▶ [Work instruction]: Count the lines below that contain "using". Answer with the number alone.

(Stored items from a collection)
Issue #1162, opened 2023-12-12
[CHORE] add wasmtime ignore condition for dependabot


brooksmtownsend:
According to @rvolosatovs, wasmtime dependencies will never be able to simply update on its own, so we shouldn't have Dependabot check on that dependency.

              OK, I won't notify you again about this release, but will get in touch when a new version is available. If you'd rather skip all updates until the next major or minor version, let me know by commenting `@dependabot ignore this major version` or `@dependabot ignore this minor version`. You can also ignore all major, minor, or patch releases for a dependency by adding an [`ignore` condition](https://docs.github.com/en/code-security/supply-chain-security/configuration-options-for-dependency-updates#ignore) with the desired `update_types` to your config file.

If you change your mind, just re-open this PR and I'll resolve any conflicts on it.

_Originally posted by @dependabot[bot] in https://github.com/wasmCloud/wasmCloud/issues/1131#issuecomment-1852570241_

PR #1168, opened 2023-12-13
ci(dependabot): group wasmtime dependencies

connorsmith256:
## Feature or Problem
Dependabot supports a `group` setting, which tells dependabot to open PRs [as a group](https://docs.github.com/en/code-security/dependabot/dependabot-version-updates/configuration-options-for-the-dependabot.yml-file#example-3)

## Related Issues
Resolves https://github.com/wasmCloud/wasmCloud/issues/1162

### DIFF
--- a/.github/dependabot.yml
+++ b/.github/dependabot.yml
@@ -4,6 +4,10 @@ updates:
   directory: "/"
   schedule:
     interval: "daily"
+  groups:
+    wasmtime: # wasmtime dependencies need to be updated together
+      patterns:
+      - "wasmtime*"
 - package-ecosystem: "cargo"
   directory: "/crates/providers"
   schedule:


brooksmtownsend (commented):
LGTM as long as there aren't also `wit*` deps that need to go with it, cc @rvolosatovs

rvolosatovs (approved):
LGTM.
I'd be happy to get major release bumps this way as well, sure they'll need some manual intervention most likely, but it'd be automated and reduce maintenance load anyway

.github/dependabot.yml
```diff
@@ -4,6 +4,12 @@ updates:
   directory: "/"
   schedule:
     interval: "daily"
+  groups:
+    wasmtime: # wasmtime dependencies need to be updated together
+      patterns:
+      - "wasmtime*"
+      update-types:
+      - "patch"
```
rvolosatovs, line 12: to clarify, I'd just drop this

rvolosatovs:
> LGTM as long as there aren't also `wit*` deps that need to go with it, cc @rvolosatovs

That should only happen for major versions, but I don't see why that would be a problem anyway

rvolosatovs (approved):

PR #1178, opened 2023-12-14
feat(example): add tinygo http hello world

brooksmtownsend:
## Feature or Problem
This PR adds a simple TinyGo "hello world" example that works with wasmtime 16 and wasmCloud 0.81. This must be built using the unreleased wash 0.25, so I'm leaving the PR in draft for the time being. It also could use a little cleanup around the project edges, including deciding if we keep `echo` or just use this instead for a minimal HTTP example.

## Related Issues
#1184 

## Release Information
N/A

## Consumer Impact
New example yay


brooksmtownsend:
I'll bring this PR and #1184 out of draft once I can remove my adapter and build the component without the custom things in `wasmcloud.toml`. Not far away!

examples/golang/actors/http-hello-world/wit/world.wit
```diff
@@ -0,0 +1,5 @@
+package wasmcloud:hello;
+
+world hello {
+  include wasi:http/proxy@0.2.0-rc-2023-12-05;
```
vados-cosmonic, line 4: The `proxy` world has a *slightly* different intent -- it's impressive that we can properly implement this, but I think it pulls in stuff you don't need like `outgoing-handler` (since we're not doing any actual proxying yet)

Maybe it's worth considering using logging + http incoming handler?

```wit
    import wasi:logging/logging;
    export wasi:http/incoming-handler@0.2.0-rc-2023-12-05;
```

I mean logging itself also isn't even strictly necessary.

vados-cosmonic (approved):
LGTM :rocket:

examples/golang/actors/http-hello-world/wit/world.wit
brooksmtownsend: Good call! We can just do the handler. I may leave the logging out if wasm time serve doesn't support it

examples/golang/actors/http-hello-world/project-generate.toml
```diff
@@ -0,0 +1,9 @@
+[template]
+
+raw = [
+  "*.wasm"
+]
+exclude = [
+  "gen/",
```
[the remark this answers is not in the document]
brooksmtownsend: Yeah we can exclude keys as well, and no I don't think we would check it in unless we had a good reason to avoid generating the interface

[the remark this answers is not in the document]
vados-cosmonic: The only thing I'm a bit worried about is when the interfaces change out from under us -- but probably not a big deal for now... the rate of change *should* slow going forward :crossed_fingers:

examples/golang/actors/http-hello-world/wit/world.wit
brooksmtownsend: Left out logging since `wasmtime serve -Scommon` doesn't include that as an export but I will add in our other docs!

examples/golang/actors/http-hello-world/wadm.yaml
```diff
@@ -0,0 +1,35 @@
...
+      properties:
+        # TODO: you must replace the path below to match your genreated code in build
+        # Try using `wash build -o json` and use the `actor_path` field, prepended with `file://`
+        image: file:///the/absolute/path/to/build/http-echo-tinygo-component_s.wasm
+      traits:
+        # Govern the spread/scheduling of the actor
+        - type: spreadscaler
+          properties:
+            replicas: 1
+        # Link the HTTP server, and inform it to listen on port 8081
```
connorsmith256, line 22: Nit: 8081 vs 8080

brooksmtownsend: Good catch! fixed.

connorsmith256 (approved):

▶ [Response]: 3